The next morning, the game began.
Not long after sunrise, Greyboar and the Trio and I were lurking in the bushes next to the Cardinal's mansion. Oddly enough for someone with his vices, Fornacaese was one of those weird early-to-bed-and-early-to-rise types. Was but a moment later that the Great Man of the Cloth emerged from his mansion. Eager to spend the day doing the Lord's work, no doubt. But he hadn't taken three steps before Jenny and Angela popped up from somewhere, calling out to him.
They really looked stunning, there wasn't any two ways about it. Somehow they'd designed their dresses so they conveyed an impossible combination of demure innocence and barely repressed lust. Wasn't two seconds after they came up to the Cardinal that His Grace's tongue was hanging out.
We could hear their voices as clear as bells.

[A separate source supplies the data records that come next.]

PR #747, opened 2023-02-23
Fix: assign conditional type with function and intersection

sunrabbit123:
**Description:**

```ts
type Foo = { foo: string };
type Bar = { bar: string };

declare function fooBar(x: { foo: string; bar: string }): void;
declare function fooBat(x: { foo: string; bat: string }): void;
type Extract2<T, U, V> = T extends U ? (T extends V ? T : never) : never;

function f20<T>(
  x: Extract<Extract<T, Foo>, Bar>,
  y: Extract<T, Foo & Bar>,
  z: Extract2<T, Foo, Bar>
) {
   fooBar(x);
   fooBar(y);
   fooBar(z);
}
```


crates/stc_ts_file_analyzer/src/analyzer/assign/mod.rs
```diff
@@ -1085,7 +1085,13 @@ impl Analyzer<'_, '_> {
 
         match (to, rhs) {
             (_, Type::Conditional(rc)) => {
-                self.assign_with_opts(data, to, &rc.true_type, opts)
+                let ty = if rc.true_type.type_eq(&rc.check_type) {
```
kdy1, line 1088: Is this logic correct? Not sure why is `Foo extends Bar ? Foo : Baz` special

sunrabbit123: this pr is incomplete

reason is simple
```ts
type Bar = string;
function Test1<T extends Bar>(arg1 : T){	
	const some : Bar = arg1; // ok
  arg1 = "123" as Bar; // error
}
```

sunrabbit123: additional..

if check_type same true_type, true_type has extends_type
because check_type extends extends_type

"Oh, Your Grace, we're in such a horrible situation," moaned Jenny.
"We thought—it's forward of us, we know it is, you being such a great holy man and all, but—" This from Angela.
"Speak, my children," slavered the Cardinal. "Unburden your troubled souls."
"Well, you see, our parents have gone off to the spa."
"Left us all alone."
"Instructed us to behave properly."
"But we're troubled by the devils."
"They come to us in our dreams."
"Filling us with—with—with—"
"Speak, children, speak!" I swear, even from where I was hiding I could see the foam on his lips.
"—with thoughts of lust and depravity!" moaned Jenny.
"So we were wondering, Your Grace," murmured Angela sweetly, "if you might come to our house and pray for us today—and maybe even through the night."
"We don't live far," Jenny hastened to add. "Just a three-minute walk."
Well, to sum it up, the Cardinal agreed that he would meet them at their house in a quarter of an hour. Anything to save two young and innocent souls, don't you know?
Jenny and Angela left, sauntering down the street. The Cardinal raced into his mansion. Practically bowled over the doorman on the way in. Wasn't but five minutes later that he came charging back out—and this time he did bowl over the doorman. And there he went, scuttling down the street like a crab, a holy book in one hand and two bottles of wine in the other.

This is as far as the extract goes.